Wednesday, May 30, 2007

Thoughts on School

Ahh, May. The Money Month. The Month where the pieces of a high schooler student's life begin to fall into place with very frightening, disturbingly loud noises. May is a time of intense panic for adolescents enrolled in America's most efficient penitentiary system: The U.S. Public Schools system, headed up by none other than Bush-drone, and therefore Conservative Nazi Margaret Spellings (or as I affectionately refer to her, Ms Mags). Is it strange that she has not only never been a teacher in her entire life, but in fact has never worked in a school system once in her career. The Secretary of Education, head honcho of our mighty Department of Education is herself, not technically an educator. However, her last name IS Spellings, which bodes well for a possible future inclusion in Celebrity Taboo.

Now, before I go further, I don't want to send out the wrong vibe. I am not an anarchist/emo/loner/geek/super independent thinker student. I am not one of those kids who stays up late blogging about how much he hates school. I'm in all honors/AP courses (as I have been for all of high school), and my GPA is nestled comfortably in the 3.4-3.8 range. Compound that with an SAT score of 1900, and I'd by lying to you if I said I was really nervous about my future after high school. However, such academic stability shouldn't stop me from venting some rather inane thoughts on the workings of our public school system.

The public school system is not designed to work equally with all children. Which doesn't make a ton of sense, seeing as it's supposed to be the PUBLIC school system. Unless your definition of public is one without handicapped children, retarded children, poor children, stoner children, and children who care more about Dungeons and Dragons then the Algebra quiz (the scary part is, some people's definition do), you're going to have to accept the fact that these kids will be filtering through your schools.
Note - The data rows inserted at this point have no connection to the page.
Issue #726, opened 2022-03-02
update React/Redux usage


huss:
### Is your feature request related to a problem? Please describe.

OED has been transitioning to use React hooks. The following pages already use them:

- Unit pages: src/client/app/components/units/ on several pages
- Conversion pages: src/client/app/components/conversions/ on several pages
- Meter pages: src/client/app/components/meters/ on several pages
- Group pages: src/client/app/components/groups/ on several pages
- User pages: src/client/app/components/admin/users/* but they do not deal with state
- Rate menu: src/client/app/components/GraphicRateMenuComponent.tsx
- Export page: src/client/app/components/ExportComponent.tsx
- Menus for graphic data choices: src/client/app/components/ChartDataSelectComponent.tsx
- Map menu (seems done): src/client/app/components/MapChartSelectComponent.tsx

There are other pages that are already being done or planned as part of other work:

- Page choices: src/client/app/components/HeaderButtonsComponent.tsx
- Options on left side of page: src/client/app/components/MultiSelectComponent.tsx, src/client/app/components/groups/DatasourceBoxComponent & Container, src/client/app/components/ChartLinkComponent.tsx & Container, src/client/app/components/LanguageSelectorComponent.tsx & Container, src/client/app/components/UIOptionsComponent.tsx & Container

The items remaining are:

- [x] admin preferences page (issue #886)
- [x] admin CSV upload pages (issue #887)
- [x] line, bar, compare & map graphics pages (issue #888)
- [x] tooltips (issue #889)
- [x] admin user pages (issue #890)
- [x] admin map viewing page (issue #891)
- [x] chart link (issue #892)
- [x] main containers (dashboard, footer, header, route) (issue #893)
- [x] login (issue #894)
- [x] unsaved warning but wonder if that will go away after all pages work with modal (issue awaiting decision)

There should be linked items for each of the needed items but this issue tracks the overall situation and each item should be checked off as the needed code is merged into OED.

## Brief introduction to what needs to be done

When code is transitioned to React hooks, the following can occur:

- The component/container pair has the container eliminated. The component is converted to a function if it was a class.
- The state accessed from the container and passed as props to the component is now accessed via selectState and useState.
- State updates are done via the set function returned by useState.
- useEffect is used, as needed, to cause updates to state/variables needed for rendering.

There are a number of web sources of information on doing this conversion which may be helpful.

### Describe alternatives you've considered

The conversion has already begun so it should just continue. No real alternatives.

[...]

PR #956, opened 2023-06-23
Use jsdoc rules recommended for typescript

spearec:
# Description

Merging #949 caused a few issues with jsdoc, and while resolving those I had a look through the package documentation. There is a specific recommended ruleset for typescript, which is different from what OED was using. This ruleset removes the need for types in jsdoc headers, as they are redundant since typescript is a typed language.
I also took the chance to use eslint overrides to disable jsdoc as a rule for actions, reducers, and containers, instead of disabling jsdoc on a per-file basis. This allows easier control over the rules for these files as a group.

## Type of change

## Checklist

### DIFF
--- a/src/client/app/actions/admin.ts
+++ b/src/client/app/actions/admin.ts
@@ -136,16 +136,16 @@ export function submitPreferences() {
 }
 
 /**
- * @param {State} state The redux state.
- * @returns {boolean} Whether preferences are fetching
+ * @param state The redux state.
+ * @returns Whether preferences are fetching
  */
 function shouldFetchPreferenceData(state: State): boolean {
 	return !state.admin.isFetching;
 }
 
 /**
- * @param {State} state The redux state.
- * @returns {boolean} Whether preferences are submitted
+ * @param state The redux state.
+ * @returns Whether preferences are submitted
  */
 function shouldSubmitPreferenceData(state: State): boolean {
 	return !state.admin.submitted;
@@ -176,8 +176,8 @@ function toggleWaitForCikAndDB(): t.ToggleWaitForCikAndDB {
 }
 
 /**
- * @param {State} state The redux state.
- * @returns {boolean} Whether or not the Cik and views are updating
+ * @param state The redux state.
+ * @returns Whether or not the Cik and views are updating
  */
 function shouldUpdateCikAndDBViews(state: State): boolean {
 	return !state.admin.isUpdatingCikAndDBViews;
@@ -186,8 +186,8 @@ function shouldUpdateCikAndDBViews(state: State): boolean {
 /**
  * Redo Cik and/or refresh reading views.
  * This function is called when some changes in units/conversions affect the Cik table or reading views.
- * @param {boolean} shouldRedoCik Whether to refresh Cik.
- * @param {boolean} shouldRefreshReadingViews Whether to refresh reading views.
+ * @param shouldRedoCik Whether to refresh Cik.
+ * @param shouldRefreshReadingViews Whether to refresh reading views.
  */
 export function updateCikAndDBViewsIfNeeded(shouldRedoCik: boolean, shouldRefreshReadingViews: boolean): Thunk {
 	return async (dispatch: Dispatch, getState: GetState) => {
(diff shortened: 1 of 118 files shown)


src/client/app/actions/admin.ts
```diff
@@ -79,7 +77,6 @@ function markPreferencesSubmitted(defaultMeterReadingFrequency: string): t.MarkP
 }
 
 /* eslint-enable */
```
huss: Should this enable be removed since I think the disable above was?

src/client/app/containers/maps/MapCalibrationChartDisplayContainer.ts
```diff
@@ -104,9 +102,9 @@ function mapStateToProps(state: State) {
 /* eslint-enable */
```
huss: Should this enable be removed since disable above was?

src/client/app/utils/api/ReadingsApi.ts
```diff
@@ -56,11 +56,11 @@ export default class ReadingsApi {
...
-	 * @param {number[]} meterIDs The meter IDs to get readings for
-	 * @param {TimeInterval} timeInterval The range of time to get readings for
-	 * @param {number} barWidthDays The width of the bar in days
-	 * @param {number} unitID The unit id that the reading should be returned in, i.e., the graphic unit
-	 * @returns {Promise<Object<number, Array<{reading: number, start_timestamp: number, end_timestamp: number}>>>} in sorted order
+	 * @param meterIDs The meter IDs to get readings for
+	 * @param timeInterval The range of time to get readings for
+	 * @param barWidthDays The width of the bar in days
+	 * @param unitID The unit id that the reading should be returned in, i.e., the graphic unit
+	 * @returns LineReadings in sorted order
```
huss: Should this be BarReadings?

src/client/app/utils/calculateCompare.ts
```diff
@@ -155,8 +155,8 @@ export interface ComparePeriodLabels {
 
 /**
  * Determines the human-readable names of a comparison period.
- * @param {ComparePeriod} comparePeriod the machine-readable name of the period
- * @returns {{prev: string, current: string}} human-readable names for the compare period
+ * @param comparePeriod the machine-readable name of the period
+ * @returns human-readable names for the compare period
```
huss: Would it make sense at the end to add:
as {{prev: string, current: string}}
so the person knows the format?

src/client/app/utils/calculateCompare.ts
```diff
@@ -174,10 +174,10 @@ export function getComparePeriodLabels(comparePeriod: ComparePeriod): ComparePer
 
 /**
  * Composes a label to summarize compare chart data.
- * @param {number} change the ratio of change between the current and previous period
- * @param {string} name the name of the entity being measured
- * @param {{prev: string, current: string}} labels the names of the periods in question
- * @returns {string} The label summary
+ * @param change the ratio of change between the current and previous period
+ * @param name the name of the entity being measured
+ * @param labels the names of the periods in question
```
huss: Same as ... if make change above.

src/client/app/utils/graphics.ts
```diff
@@ -11,12 +11,11 @@ import { AreaUnitType } from './getAreaUnitConversion';
...
- * @param {UnitData} selectUnitState The unit state for the selected unit for graphing
- * @param {LineGraphRate} currentSelectedRate The current selected rate
- * @param {boolean} areaNormalization Whether area normalization is enabled
- * @param {AreaUnitType} selectedAreaUnit The currently selected area unit to normalize to
- * @returns {{unitLabel: string, needsRateScaling: boolean}} y-axis label and boolean of whether rate needs to be scaled (true if does)
+ * @param selectUnitState The unit state for the selected unit for graphing
+ * @param currentSelectedRate The current selected rate
+ * @param areaNormalization Whether area normalization is enabled
+ * @param selectedAreaUnit The currently selected area unit to normalize to
+ * @returns y-axis label and boolean of whether rate needs to be scaled (true if does)
```
huss, line 18: As other comments, return the JSON structure if we are doing that.

huss (changes requested):
Thanks to @spearec for quickly updating the files based on the recent update to eslint. I know removing all those recent edits was painful so I am esp. grateful.

I've made a couple of comments but overall this looks very good. Note I added a comment in issue #726 so the TODOs in .eslintrc.json will be addressed.

spearec:
> As other comments, return the JSON structure if we are doing that. 

In this case, the JSON structure is directly noted in the function header instead of an interface, so the mouseover text of the function has the structure.

huss (approved):

PR #957, opened 2023-06-23
New readings test data added

dzheng13341:
# Description

3 test data from testing.md added to readings.js:

- should have daily points for 15 minute reading intervals and quantity units with +-inf start/end time & kWh as BTU chained with reverse conversion
- should have daily points for 15 minute reading intervals and raw units with +-inf start/end time & C as Widget with intercept & chained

It's never pretty seeing a student crash and burn. It's sort of like seeing a pigeon flying over a road towards a really good source of food (like a garbage can outside of a burger joint), and then halfway over there, deciding he would rather play with the shiny bits of trash in the middle of the highway, swoops down, and gets taken out by the 18 Wheeler of Bad Choices. Hopefully, you got the symbolism there, although I'm sure it was too graphic for some of the kids in my always burgeoning audience.

I have no tie up for this train of thought, as it's late and I need to get back to my independent reading project. Where did I put the water colors?